Scientific classification
- Kingdom: Animalia
- Phylum: Arthropoda
- Subphylum: Chelicerata
- Class: Arachnida
- Order: Araneae
- Infraorder: Araneomorphae
- Family: Salticidae
- Genus: Trite
- Species: T. planiceps
- Binomial name: Trite planiceps Simon, 1899
- Synonyms: Salticus minax Plexippus minax Trite minax Ocrisiona leucocomis

= Trite planiceps =

- Genus: Trite
- Species: planiceps
- Authority: Simon, 1899
- Conservation status: NT
- Synonyms: Salticus minax, Plexippus minax, Trite minax, Ocrisiona leucocomis

Species of spider endemic to New Zealand

Trite planiceps, commonly known as the black-headed jumping spider, is a common jumping spider (Salticidae) endemic to New Zealand and one of about 150 species of jumping spiders in New Zealand.

== Taxonomy ==
Trite planiceps was first described in 1873 as Salticus minax from specimens collected from Riccarton Bush, Governor Bay and the North Island. Trite planiceps was later described again in 1899 as its current name by Eugene Simon. In 2011, T. planiceps was redescribed after DNA sequences were used to provide molecular evidence for the taxonomy of this species.

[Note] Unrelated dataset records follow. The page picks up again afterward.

PR #2144, opened 2018-10-11
Linking sites with PFTs

para2x:
## Description

This PR is my latest effort for establishing a link between PFTs and sites. The first graph conceptually shows what is envisioned for this process. From the bottom, there would be a series of functions handling the processes of reading in different data sources and creating a Lookup Table (LUT). Then another function is responsible for parsing the LUT and adding a xml tag to the site in pecan xml specifying the exact pft that needs to be used for this site/simulation. Finally, write.ensemble.config will recognize the site/pft xml tag and subsets the parameters samples based on the defined PFT.
site-pft 1
Below you can see the flowchart implemented with the real function names.  The processes of reading in the LUT and adding the tags will be part of prepare settings functions and consequently the modified pecan xml will be written down afterwards as the `pecan.CHECKED.xml`.
site_pft flowchart

**The whole linkage process is optional at the moment and if you don't have the required tag this is not going to affect you at all.** 
If you're interested to you use this feature you need to add the following tag under run > inputs.

```
      <pft.site>
      <path>site_pft.csv</path>
      </pft.site>
``` 
At the moment I have functions that support `.csv` and `.txt` files which are comma separated and have the following format:

```
site, pft
1000025731,temperate.broadleaf.deciduous
764,temperate.broadleaf.deciduous
```
## Review Time Estimate

- [ ] Immediately
    - [X] Within one week
- [ ] When possible
## Types of changes

## Checklist:


base/settings/R/loadPath_sitePFT.R
```diff
@@ -0,0 +1,24 @@
...
+#' @description The csv or the text file needs to have a header and be separated using comma. Under the first column in the text file, one needs to specify the site id and in the second column there has to be the name of the PFT.
+#'
+#' @examples
+loadPath.sitePFT<-function(settings, Path){
+  #finding the file extension.
+  ext <- tools::file_ext(Path)
+  
+  if (ext=="csv" | ext=="txt"){
+    # reading in the links
+    links <- read.table(file.path(settings$outdir,Path), header = T, sep = ",")
```
mdietze: I don't understand the assumption that the file will be located in the outdir. That seems pretty unlikely, as the outdir is run specific, while inputs are usually stored in a completely different directory and registered with the DB. Furthermore, our input processing code is set up to resolve the full paths of inputs. Seems like it would be simpler to just have this function take a single argument, Path.

base/settings/R/loadPath_sitePFT.R
```diff
@@ -0,0 +1,24 @@
+#' Title loadPath.sitePFT
+#'
+#' @param settings pecan setting list.
+#' @param Path  Character of file name with extension. The path will be generated using the outdir tag in pecan settings.
+#'
+#' @return a dataframe of two columns of site and pft
+#' @export loadPath.sitePFT
+#' @description The csv or the text file needs to have a header and be separated using comma. Under the first column in the text file, one needs to specify the site id and in the second column there has to be the name of the PFT.
```
mdietze: There's ambiguity here about how the system handles multi-PFT runs. Since you're strictly assuming that there are two columns then I assume you have to enter the site ID multiple times (e.g. a site with 12 PFTs would have 12 rows).

base/settings/R/pft_site_linker.R
```diff
@@ -0,0 +1,66 @@
+#'
+#' @title site.pft.linkage
+#' 
+#' @param pecan.xml.address pecan settings list.
```
mdietze: this doesn't match the function itself, where this is just `settings`
```suggestion
#' @param settings pecan settings list.
```

base/settings/R/pft_site_linker.R
```diff
@@ -0,0 +1,66 @@
...
+#' @param site.pft.links dataframe. Your look up table should have two columns of site and pft with site ids under site column and pft names under pft column.
+#'
+#' 
+#' @description This function creates the required tags inside pecan.xml to link sites with pfts given a look up table. If the required tags are already defined in the pecan xml then they will be updated.
+#' 
+#' @return NONE
```
mdietze: This says `return NONE` but the function returns `return(new.mset)`. Update documentation

base/settings/R/pft_site_linker.R
```diff
@@ -0,0 +1,66 @@
...
+#'  "1000025731", "temperate.broadleaf.deciduous11",
+#'  "1000000048", "temperate.broadleaf.deciduous2",
+#'  "772", "temperate.broadleaf.deciduous3",
+#'  "763", "temperate.broadleaf.deciduous4"
+#' )
+#'  
+#' # sending a single setting xml to the function
+#' site.pft.linkage(settings,site.pft.links)
+#' # sending a multi- setting xml file to the function
+#' site.pft.linkage(settings,site.pft.links)
```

The holotypes were stored at the Muséum national d'histoire naturelle but are thought to have been lost.

==Description==
Males and females range in body length from 6 to 13.5 mm. The cephalothorax (front half of the body, including the head) and first pair of legs are jet black. The elongated abdomen is golden brown, with a central yellow stripe, and sometimes has a greenish sheen. In males, the first pair of legs is elongated, there is a row of dark hairs above the frontal eyes, and the chelicerae (mouthparts) are more robust.

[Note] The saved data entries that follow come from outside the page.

PR #2149, opened 2018-10-13
WIP: Document standards for dependency declaration 

infotroph:
## Description
This is a first stab at writing down our current approach to importing dependencies... or at least the framework I've been working from in my last few months of package cleanup PRs, so if it's not our approach I need a copy of the memo 😄 

I *do not* think this is ready to merge as-is -- Please help me edit it! Known deficiencies:

* Way too wordy compared to the rest of the chapter
* Contains advice that isn't really "coding style". Should some or all of it live elsewhere?
* Should probably update the `library vs require` section while we're at it, to strongly discourage both. (OK to use `library` in interactive code, but in package code use `::` nearly everywhere or `requireNamespace(..., quietly = TRUE)` when absolutely necessary).

## Review Time Estimate

- [ ] Immediately
- [ ] Within one week
- [ ] When possible
## Types of changes

## Checklist:


infotroph:
@araiho You're paired with me for code review this week -- are you willing to read and suggest improvements?

tonygardella:
Definitely agree on your third point.

tonygardella:
I think your advice is fine here under "Coding Style" as it is a part of "Coding Practice".

book_source/05_developer_guide/04_coding_practices/Coding_style.Rmd
```diff
@@ -71,13 +71,24 @@ When another package is required by a function or script, it can be called in th
...
+
+In some of the PEcAn model interface packages, we push the definition of "not necessarily needed" by declaring the coupled model package in `Suggests` rather than `Imports`. This is a compromise to simplify installation of PEcAn for users who only plan to use one or a few models: For example, the `PEcAn.BIOCRO` package cannot do anything useful when the BioCro model is not installed, but it lists BioCro in Suggests because *PEcAn as a whole* can work without it. This way users can avoid the bother of installing BioCro if they only wanted to run, say, SIPNET.
```
ashiklom: Not necessarily for this PR, but it might be good to mention here the circumstances under which packages in `Suggests` are or are not installed. For instance, `install.packages` has the `dependencies` argument, and by default installs `Depends`, `Imports`, and `LinkingTo`, but _not_ `Suggests`.  I'm pretty sure `devtools::install*` also defaults to this, based on its documentation. However, in PEcAn's Makefile, we currently have `dependencies = TRUE`, which forces `Suggests` to also be installed. It might actually be worth changing that, since Suggests packages often give us a lot of problems.

infotroph: >mention here the circumstances under which packages in Suggests are or are not installed

Good call. I was thinking I should be explicit that DESCRIPTION isn't magic (especially: `Imports:` declares your /intention/ to import from those packages, it doesn't do anything to the namespace), and I can try to work that in as well.



> we currently have dependencies = TRUE, which forces Suggests to also be installed. It might actually be worth changing that, 

R CMD check is pretty insistent that it wants all Suggests installed. I think it'd be /possible/ to work around that, but given how many of our suggests are in fact used for checking I don't know if we'd save any hassle. Worth a try, though.

ashiklom:
Bump. Personally, I think this is worth merging as is. It already reads well, and dependencies are an important and difficult conversation that justifies a more wordy discussion. We can punt my comments about installing "Suggests" packages into its own issue.

That said, to save some headache, it may be worth closing this PR and adding this content into @tonygardella's big documentation PR (#2310). Since this is only one commit that is limited to a single file, it should be pretty painless to apply it via `git rebase` or `git cherry-pick` (or maybe even `git merge`, if done carefully?) on top of @tonygardella's existing changes. You could even consider just copy-pasting the content from this commit as a new commit, and tagging @infotroph as the "real" author in the commit message.

infotroph:
From a discussion on #2358 that seems potentially worth adding to this documentation as a policy:

> Both specifically here and as a general rule to keep in mind, I think maybe we should try to avoid adding packages to the Travis installation list as part of routine PRs. Unless devtools can't figure out how to install it automatically or it takes so long to compile that it makes the build fail, I think it makes more sense to merge the within-package changes and then evaluate whether to tweak the Travis build as a separate PR.
>
> My reasoning is that using C2D4U binaries seems to come with more chance of version conflicts than I was originally expecting, and that in many cases it's probably faster on average to compile once and then use the Travis cache rather than wait for the download from Launchpad every time.
>
> I'm only 70% sure this is a good idea, and am open to counterarguments -- maybe this is just asking for trouble later when we know the build has gotten slow but have forgotten which packages got added?

mdietze:
@infotroph @ashiklom @tonygardella This seems like a relatively small documentation PR that's been lingering. Can we get it out of WIP and get it merged in soon?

== Distribution and habitat ==
Trite planiceps is endemic to New Zealand. It is widespread in the North Island, South Island and Stewart Island. It frequently inhabits flax (Phormium) and cabbage trees (Cordyline). This species is also commonly seen around homes.

==Behaviour==

=== Hunting ===
Like other jumping spiders, T. planiceps relies on their very acute eyesight for hunting. The anterior median eyes are the primary eyes used for capture of stationary prey while the anterior lateral eyes are the main eyes used in chasing. Both sets of eyes can be coordinated to enable switching from one hunting type to the other. It is mainly active during the day. Trite planiceps has also been shown to seize prey in the dark, probably by means of vibratory signals. Unlike typical jumping spiders, they do not make nightly web shelters. As T. planiceps lives in low altitudes, this could be an adaptation to cool overcast winters, where they need to survive within the dim recesses of rolled-up leaves of New Zealand flax (Phormium tenax) and similar plants. These leaves are typically one to two metres long and 5 to 10 cm wide.

=== Courtship ===
Males can use draglines left by females to locate them when they are concealed inside leaf shelters. They also change from vision-based courtship in the open to vibratory courtship when mating inside a rolled-up leaf. If an immature female is within about ten days of maturing, the male will live with her for this time and then mate inside the leaf. The two are in physical contact for a while after mating, and communicate using tactile signals. Upon entering a rolled-up leaf, both sexes will tap the leaf surface with the first pair of legs and vibrate their abdomen.

=== Nest building ===
Juveniles and subadults build flat, tubular silk cocoons with a door at each end inside rolled up leaves. Adult females build a silk platform 50% longer and two to three times wider than their own size before laying up to seven egg batches with 8 to 40 eggs each. Each batch is enclosed in its own silk casing. Males normally do not build nests.

=== Other behaviour ===
A wide array of behavioural patterns has been observed, including ritualized male duels. Trite planiceps shows increased alertness when given caffeine and will assess windspeed along with visual cues when preparing to jump.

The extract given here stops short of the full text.